The activation of FPR3/PKA/Rap1/ERK1/2 and FPR3/p-IκB/NF-κB axis in fibroblasts promote capsular contracture after rhinoplasty.

[BACKGROUND] Capsular contracture may occur after rhinoplasty due to rejection of silicone implants by the immune system. Our previous high-throughput sequencing of RNA in nasal capsular contracture tissue revealed that FPR3 was significantly increased in grade IV capsular contracture tissue, compared with grade II.

[OBJECTIVE] This study aimed to elucidate the effect and specific mechanism of FPR3 on capsular formation and contracture following rhinoplasty.

[METHODS] Using the GeneMANIA Database, the genes involved with FPR3 expression were searched, and the Gene Ontology analysis was performed to annotate the biological functions of the aforementioned genes. The mRNA and protein expressions of related genes in fibroblasts and capsular contracture tissues were analyzed using quantitative real-time PCR, western blot, and immunohistochemical staining. CCK-8 was used to determine the viability of cells. The migration capacity of fibroblasts was assessed using a wound healing assay. ELISA was used to detect levels of IL-1β, TNF-α, and IL-6.

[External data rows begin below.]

PR #348, opened 2017-10-10
Add fallback for when stdout locale isn't defined

astrofrog:
Small bug fix for the OpenMP helper function


astrofrog:
I cancelled the remaining OS X builds which would pass here anyway.

PR #352, opened 2017-10-10
Simplifying travis matrix

bsipocz:
as ``ci-helpers`` takes care of installing pytest-cov and coveralls

(pending merging https://github.com/astropy/ci-helpers/pull/247)

### DIFF
--- a/.travis.yml
+++ b/.travis.yml
@@ -28,7 +28,6 @@ env:
 
   global:
     - CONDA_DEPENDENCIES="setuptools sphinx cython numpy"
-    - PIP_DEPENDENCIES="coveralls pytest-cov"
     - EVENT_TYPE='push pull_request'
 
 matrix:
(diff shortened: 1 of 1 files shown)


bsipocz:
Cancelling travis while waiting for the ci-helpers merge. No need to rebase, only hit on restart once it's done.

bsipocz:
Arrg, we don't use ``SETUP_CMD`` in the travis config here so ci-helpers is not installing the packages on it's own.

However over here ``SETUP_CMD`` would not be the best name to use as we're not running setup.py test but directly pytest. Would you think we should introduce ``PYTEST_CMD`` in ci-helpers?

astrofrog:
I wonder if we might be overcomplicating this - we wouldn't be saving that many lines here as a result of the ci-helpers change. Maybe it's not the end of the world to have the coverage dependencies here?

[RESULTS] After rhinoplasty, the expression of FPR3 in the capsular tissue increased in proportion to the degree of contracture. By activating the PKA/Rap1/ERK1/2 axis, overexpression of FPR3 can significantly increase the cell viability of fibroblasts and promote their transformation into myofibroblasts. Moreover, FPR3 phosphorylates IκB to decrease NF-κB inhibition, thereby promoting the synthesis and release of the inflammatory cytokines IL-1β, TNF-α, and IL-6.

[CONCLUSION] FPR3 is a crucial molecule that causes capsular development and contracture following rhinoplasty. In the future, local suppression of FPR3 may be an effective treatment for relieving capsular contracture.